*What the exercise asks*.
Needed from the data below: every line from the one with "--- a/app_dart/lib/src/service/datastore.dart" up to and including the one with "keyonghan, line 250: Can", repeated exactly and with nothing else.

Data excerpts:

============

PR #2950, opened 2023-07-25
Jobs not progressing 131192

ricardoamador:
Removing the explicit commit seems to have fixed the issue. There must be change to the underlying datastore implementation that must be committing the transaction. Removing the explicit transaction ceases the transaction aborted errors. We must have been attempting to issue the commit on its own resulting in the transaction aborted error.

Running a test instance for 4+ hours and have not seen the 500 issue.

Last 6 hours on test instance:
image

Last 6 hours on non test instance:
image

Will check again tomorrow in the morning on error count. Splitting traffic 50/50 for overnight.

Part of https://github.com/flutter/flutter/issues/131192

## Pre-launch Checklist

- [x] I signed the [CLA].

### DIFF
--- a/app_dart/lib/src/service/datastore.dart
+++ b/app_dart/lib/src/service/datastore.dart
@@ -247,15 +247,10 @@ class DatastoreService {
   Future<void> insert(List<Model<dynamic>> rows) async {
     final List<List<Model<dynamic>>> shards = await shard(rows);
     for (List<Model<dynamic>> shard in shards) {
-      await runTransactionWithRetries(
-        () async {
-          await db.withTransaction<void>((Transaction transaction) async {
+      // Simplify the transaction and commit and remote the retries for now.
+      await db.withTransaction<void>((Transaction transaction) async {
             transaction.queueMutations(inserts: shard);
-            await transaction.commit();
           });
-        },
-        retryOptions: retryOptions,
-      );
     }
   }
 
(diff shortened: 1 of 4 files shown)


app_dart/lib/src/service/datastore.dart
```diff
@@ -247,15 +247,10 @@ class DatastoreService {
   Future<void> insert(List<Model<dynamic>> rows) async {
     final List<List<Model<dynamic>>> shards = await shard(rows);
     for (List<Model<dynamic>> shard in shards) {
-      await runTransactionWithRetries(
```
keyonghan, line 250: Can we keep the retry and remove the `transaction.commit()` only?

ricardoamador: I suspect that we might be getting a commit from somewhere else or that Datastore is committing these transactions. I have not found for sure why this specific commit is causing the issue but that intuitively makes sense. 

Now with the retries I am not sure this makes any difference since if we look at the code we retryIf on AbortedTransactionError which we see and which means since are not wrapping the full call we are just issuing the commit every time. I would rather track it down first than just add the retry back in at this point.

keyonghan: Huh, I am revisiting why we added the transaction.commit() logic, which was intended to fix the similar/same issue: https://github.com/flutter/flutter/issues/121413 `The transaction was aborted.`

Let's land it here as it mitigates our issues now. But something sounds we need to follow up with Datastore team to find out the culprit.

keyonghan (approved):
LGTM

ricardoamador:
Closing as this is not a fix to the issue.

PR #2964, opened 2023-07-31
Fix datastore task update for post-submit builds

keyonghan:
This PR fixes a couple of things:

1) skips task updates for build `scheduled` case
    a) All tasks will be marked as `in progress` whenever scheduled. This skips the 400 errors: `Failed to process Instance of 'PushMessage'. (400) null is unknown`
    b) This skips datastore updates when a `scheduled` message comes after a `completed` message. Our pub/sub subscriber was created with `Message ordering: Disabled`, and we need to make sure [`idempotency`](https://en.wikipedia.org/wiki/Idempotence#Computer_science_meaning) from our consumer side.
2) skips task updates for task which has already finished
3) Removes the buggy logic to reset task status as `New`. 
4) Adds explicit task status in log before and after the update.

Helps: https://github.com/flutter/flutter/issues/131192

### DIFF
--- a/app_dart/lib/src/request_handlers/postsubmit_luci_subscription.dart
+++ b/app_dart/lib/src/request_handlers/postsubmit_luci_subscription.dart
@@ -80,9 +80,19 @@ class PostsubmitLuciSubscription extends SubscriptionHandler {
     }
     log.fine('Found $task');
 
+    // No need to process if the build is `scheduled`. Task is marked as `In Progress`
+    // whenever scheduled, either from scheduler/backfiller/rerun. We need to update
+    // task in datastore only for
+    //   1) `started`: update info like builder number.
+    //   2) `completed`: update info like status.
+    if (build.status == Status.scheduled) {
+      log.fine('skip processing for status: scheduled.');
+      return Body.empty;
+    }
+    final String oldTaskStatus = task.status;
     task.updateFromBuild(build);
     await datastore.insert(<Task>[task]);
-    log.fine('Updated datastore');
+    log.fine('Updated datastore from $oldTaskStatus to ${task.status}');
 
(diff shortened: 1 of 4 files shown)


app_dart/lib/src/request_handlers/postsubmit_luci_subscription.dart
```diff
@@ -80,9 +80,21 @@ class PostsubmitLuciSubscription extends SubscriptionHandler {
     }
     log.fine('Found $task');
 
+    // No need to process if
+    // 1) the build is `scheduled`. Task is marked as `In Progress`
```
ricardoamador, line 84: What is marking it as in-progress?

ricardoamador: Ah I see, the next time around this check will be made.

ricardoamador (approved):
LGTM but lets wait to merge this to see what happens with the deployed test instance so we don't have too many variables to deal with right now.

app_dart/lib/src/request_handlers/postsubmit_luci_subscription.dart
keyonghan: 1. For retry: https://github.com/flutter/cocoon/blob/main/app_dart/lib/src/service/luci_build_service.dart#L672
2. For scheduler: https://github.com/flutter/cocoon/blob/main/app_dart/lib/src/service/scheduler.dart#L147
3. For backfiller: https://github.com/flutter/cocoon/blob/main/app_dart/lib/src/request_handlers/scheduler/batch_backfiller.dart#L236

keyonghan:
> LGTM but lets wait to merge this to see what happens with the deployed test instance so we don't have too many variables to deal with right now.

SGTM.

PR #2970, opened 2023-08-01
Restore auto rerun on failures

keyonghan:
Follow up of https://github.com/flutter/cocoon/pull/2964, which exit early also for the failed case. It causes auto-retry skipped.

This PR reorg the logics and restores the rerun logic back for the failed case.


ricardoamador (approved):
LGTM

PR #2973, opened 2023-08-02
Counts go_router and go_router_builder custom test folders as tests

chunhtai:
related https://github.com/flutter/packages/pull/4627

## Pre-launch Checklist

- [ ] I signed the [CLA].

### DIFF
--- a/app_dart/lib/src/request_handlers/github/webhook_subscription.dart
+++ b/app_dart/lib/src/request_handlers/github/webhook_subscription.dart
@@ -430,9 +430,6 @@ class GithubWebhookSubscription extends SubscriptionHandler {
       // See https://github.com/flutter/flutter/wiki/Plugin-Tests for discussion
       // of various plugin test types and locations.
       if (filename.endsWith('_test.dart') ||
-          // Test files in package-specific test folders.
-          filename.contains('packages/packages/go_router/test_fixes/') ||
-          filename.contains('packages/packages/go_router_builder/test_inputs/') ||
           // Native iOS/macOS tests.
           filename.contains('RunnerTests/') ||
           filename.contains('RunnerUITests/') ||
@@ -444,7 +441,10 @@ class GithubWebhookSubscription extends SubscriptionHandler {
           // Native Windows tests.
           filename.endsWith('_test.cpp') ||
           // Pigeon native tests.
-          filename.contains('/platform_tests/')) {
+          filename.contains('/platform_tests/') ||
+          // Test files in package-specific test folders.
+          filename.contains('go_router/test_fixes/') ||
+          filename.contains('go_router_builder/test_inputs/')) {
         hasTests = true;
       }
     }


app_dart/lib/src/request_handlers/github/webhook_subscription.dart
```diff
@@ -423,13 +423,14 @@ class GithubWebhookSubscription extends SubscriptionHandler {
...
           // coverage.
-          !filename.endsWith('tool/run_tests.dart') &&
           !filename.endsWith('run_tests.sh')) {
         needsTests = !_allChangesAreCodeComments(file);
       }
       // See https://github.com/flutter/flutter/wiki/Plugin-Tests for discussion
       // of various plugin test types and locations.
       if (filename.endsWith('_test.dart') ||
+          // Test files in custom package-specific test folders.
+          filename.contains(RegExp('packages/packages/[^/]+/tool/')) ||
```
stuartmorgan, line 433: It's not the case that everything in the tool directory is a test, so this is too broad. `tool` is just the convention for non-public scripts: https://dart.dev/tools/pub/package-layout#public-tools

E.g., a code generation script might live in `tool`, but not be a test.

stuartmorgan (changes requested):

app_dart/lib/src/request_handlers/github/webhook_subscription.dart
chunhtai: What about we match any file that has word `test` anywhere in this folder? something like this
'packages/packages/[^/]+/tool/.*test.*'

Or do you prefer more package specific exception here? like
`packages/packages/go_router/tool/test_fixes`

stuartmorgan: > What about we match any file that has word `test` anywhere in this folder? something like this
> 'packages/packages/[^/]+/tool/.+test.+'

There are currently only three examples of that pattern, at at least one is a false positive (`pigeon/tool/test.dart`, which is just a script for running manual tests locally, so provides no automated test coverage).

The missing-test bot should err on the side of false positives rather than false negatives.

chunhtai: sounds good I will make this more specific to package instead. If we have more and more use cases, we can come up with a more systematic solution later.

app_dart/lib/src/request_handlers/github/webhook_subscription.dart
```diff
@@ -430,6 +430,9 @@ class GithubWebhookSubscription extends SubscriptionHandler {
       // See https://github.com/flutter/flutter/wiki/Plugin-Tests for discussion
       // of various plugin test types and locations.
       if (filename.endsWith('_test.dart') ||
+          // Test files in package-specific test folders.
+          filename.contains('packages/packages/go_router/test_fixes/') ||
+          filename.contains('packages/packages/go_router_builder/test_inputs/') ||
```
stuartmorgan, line 435: Nit: Could you put these at the end, so the generic rules continue to be first?

app_dart/lib/src/request_handlers/github/webhook_subscription.dart
```diff
@@ -430,6 +430,9 @@ class GithubWebhookSubscription extends SubscriptionHandler {
       // See https://github.com/flutter/flutter/wiki/Plugin-Tests for discussion
       // of various plugin test types and locations.
       if (filename.endsWith('_test.dart') ||
+          // Test files in package-specific test folders.
+          filename.contains('packages/packages/go_router/test_fixes/') ||
```
stuartmorgan, line 434: The `packages/packages/` part of these parts unnecessarily ties these patterns to the specific repo structure; we should just start with the package name.

stuartmorgan (changes requested):

PR #2976, opened 2023-08-02
Fix typo in Linux Doxygen builder and enable

gspencergoog:
## Description

Fixes a typo in the script path for the Linux Doxygen builder


keyonghan:
You may want to retry after this build finishes: https://ci.chromium.org/ui/p/flutter/builders/prod/Linux%20ci_yaml%20roller/1551/overview

gspencergoog:
There was a typo in the path to the build script in the `.ci.yaml`, which I fixed, but do I now have to wait for another PR to land before it'll run the job that syncs the `.ci.yaml`?

gspencergoog:
And do I have to land it first with `bringup:true` before it will sync the typo fix?

keyonghan:
Let's land the typo fix with `bringup: true` first.

keyonghan:
The recipes needs a change to reflect the new path: https://flutter-review.googlesource.com/c/recipes/+/48520.

An led based on the above recipes change and this PR: https://luci-milo.appspot.com/raw/build/logs.chromium.org/flutter/led/keyonghan_google.com/e0417daf31545dae8c24de62a411f39c5edd2f2b8a0a491b949f83a9bf32cac6/+/build.proto

keyonghan:
It passes. And just double checked that it only pushes the package to CIPD when it's from `prod` (post-submit).

keyonghan:
This should be unblocked after https://flutter-review.googlesource.com/c/recipes/+/48520 lands.

gspencergoog:
Okay, so with the recipe change, do you still want me to revert to `bringup: true` and change that in another PR?

keyonghan:
> Okay, so with the recipe change, do you still want me to revert to `bringup: true` and change that in another PR?

With `bringup: true`, it will be same as the led run I just validated. So no need. Let's land as it is now.
But one thing to note: packages write is allowed from the builder for `flutter` namespace only, as specified in the target config: cipd_name: **flutter**/doxygen/linux-amd64

You need a recipes change to update to point to the new flutter location: https://flutter.googlesource.com/recipes/+/refs/heads/main/recipe_modules/flutter_deps/api.py#313

keyonghan (approved):
LGTM

gspencergoog:
Ahh, so it can't write to flutter_internal/tools/doxygen?  So the recipe should be something like this?:

```python
doxygen.add_package('flutter/doxygen/${platform}', version)
```

keyonghan:
> Ahh, so it can't write to `flutter_internal/tools/doxygen`? So the recipe should be something like this?:
> 
> ```python
> doxygen.add_package('flutter/doxygen/${platform}', version)
> ```

That's correct.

============

*Written answer*.
--- a/app_dart/lib/src/service/datastore.dart
+++ b/app_dart/lib/src/service/datastore.dart
@@ -247,15 +247,10 @@ class DatastoreService {
   Future<void> insert(List<Model<dynamic>> rows) async {
     final List<List<Model<dynamic>>> shards = await shard(rows);
     for (List<Model<dynamic>> shard in shards) {
-      await runTransactionWithRetries(
-        () async {
-          await db.withTransaction<void>((Transaction transaction) async {
+      // Simplify the transaction and commit and remote the retries for now.
+      await db.withTransaction<void>((Transaction transaction) async {
             transaction.queueMutations(inserts: shard);
-            await transaction.commit();
           });
-        },
-        retryOptions: retryOptions,
-      );
     }
   }
 
(diff shortened: 1 of 4 files shown)


app_dart/lib/src/service/datastore.dart
```diff
@@ -247,15 +247,10 @@ class DatastoreService {
   Future<void> insert(List<Model<dynamic>> rows) async {
     final List<List<Model<dynamic>>> shards = await shard(rows);
     for (List<Model<dynamic>> shard in shards) {
-      await runTransactionWithRetries(
```
keyonghan, line 250: Can we keep the retry and remove the `transaction.commit()` only?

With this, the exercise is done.